I took the grinder to the gravel edge the other day, to widen it in places so it'll hopefully go on/come off easier that it has been lately. I suspect the plow cutting edge is getting tweaked a bit. I'll find out more tomorrow morning as I go into prep mode.

hopefully we won't get caught with our pants down again on this one. if it starts "puking" snow again, I might just tell the "boss" I'm going when I feel the need, and just start doing quick and dirty runs on the driveways, to try and keep ahead of the storm.


----------



## Petr51488

Hilarious how everyone except weather boy was saying that there wouldn’t be a storm on Wednesday. Literally everyone. At leas for us here in north nj. Everyone changes their tone last night and into today.


----------



## J.Ricci

Weatherboy's had his bombs too. Looks like a salt run here on the first wave then hopefully a push and another salt run. If it happens it'll make for a nice billing


----------



## sota

just PLEASE not like the last storm.

did remind me, I need to go check on the chainsaw.


----------



## Petr51488

J.Ricci said:


> Weatherboy's had his bombs too. Looks like a salt run here on the first wave then hopefully a push and another salt run. If it happens it'll make for a nice billing


I haven't been following him long at all. His total are very aggressive almost always


----------



## V_Scapes

News12 currently is totally downplaying this event while almost everyone else is calling for 6 plus. 
This will be a hurry up and wait storm and see what you end up getting.


----------



## iceyman

V_Scapes said:


> News12 currently is totally downplaying this event while almost everyone else is calling for 6 plus.
> This will be a hurry up and wait storm and see what you end up getting.

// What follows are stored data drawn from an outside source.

Issue #1701, opened 2023-05-25
[BUG] github_branch_protection_v3 tries to delete the contexts every time


julioagos:
### Problem
I created some branch protection rules for some branches. These rules included required checks. After I applied them, it created matching contexts and a new check that is just one of the required checks with an app_id that always changes (First 4 digits remain the same, the rest changes). Now, every time I ran plan, it says that it is going to delete them again. The branch protections are working just as intended but, running plan always generates meaningless noise that get's in the way especially since we have a lot of branch protection rules once we fully migrate it over to Terraform. The applies are all run by `Atlantis` on PRs. This is what an example output of what `terraform state show` looks like for one of the branches:
```
    required_status_checks {
        checks         = [
            "test 1",
            "test 2",
            "test 1:<random-numbers>",
        ]
        contexts       = [
            "test 1",
            "test 2",
        ]
    }
```
Running `terraform plan`  returns something like this
```
      ~ required_status_checks {
          ~ checks         = [
              - "test 1:<random-numbers>",
                # (2 unchanged elements hidden)
            ]
          ~ contexts       = [
              - "test 1",
              - "test 2",
            ]
            # (2 unchanged attributes hidden)
        }
```
There are no error messages at any point and the apply works as intended. It states that all plans have been applied.

### Versions
Terraform: v1.4.4
GitHub Provider: Originally 5.23.0 but also happens in 5.25.1

svalevka:
We have a very similiar issue with 5.25.1 provider.


```
  # module.github_repository.github_branch_protection_v3.branch["redacted_name.master"] will be updated in-place
  ~ resource "github_branch_protection_v3" "branch" {
        id                              = "redacted_name:master"
        # (6 unchanged attributes hidden)

      ~ required_status_checks {
          ~ checks         = [
              - "Naming conventions / Pull request:0",
                # (1 unchanged element hidden)
            ]
          ~ contexts       = [
              - "Naming conventions / Pull request",
            ]
            # (2 unchanged attributes hidden)
        }
```

0x46616c6b:
I have the same problem. Since #1774 (v5.31.0) the `checks` diffs are gone but every plan produce a diff for `contexts` (regardless if they are set or not).

0x46616c6b:
[...]

PR #1774, opened 2023-07-06
Attempted fix for #1657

While the 00z models were crush jobs for everyone the 06z has come east a bit.. eeally only effects nw nj area.. precip couldnt make it that far with the low east. Maybe it comes back more tucked into coast at 12z or keeps going east and we all get screwed lol


----------



## sota

on a good note, digging around here last night (bored) I saw a guy's back drag blade setup that I think I can easily replicate myself.


----------



## iceyman

sota said:


> on a good note, digging around here last night (bored) I saw a guy's back drag blade setup that I think I can easily replicate myself.


Swing wing back blade? Saw a homemade one for sale somewhere recently. I dont think i need the wings id rather a snowman pull plow type. Basically just for driveways . Dont do the huge open lots that a 16' blade would be great on


----------



## UniqueTouch

Hey ice what’s the prediction for Monmouth county. I only go by what you say lol. Should I break out my v plow that I buried thinking the end of the season was here already


----------



## Mr Efficiency

Nws went up again.


----------



## iceyman

UniqueTouch said:


> Hey ice what's the prediction for Monmouth county. I only go by what you say lol. Should I break out my v plow that I buried thinking the end of the season was here already


I think we are in a really good spot here.. honestly it depends on what can stick during the day but ive been saying 8-12 so ill stick with that.. we should snow til midnight tmrw. If we have decent accumulations during day then we can be in the 12-16 range. Def v plow territory


----------



## Mr Efficiency

NWS goes up once again on their storm snowfall forecast totals. 12"-18" here now
This is not nice!!
This is deja vu all over again from the 3/7 Storm.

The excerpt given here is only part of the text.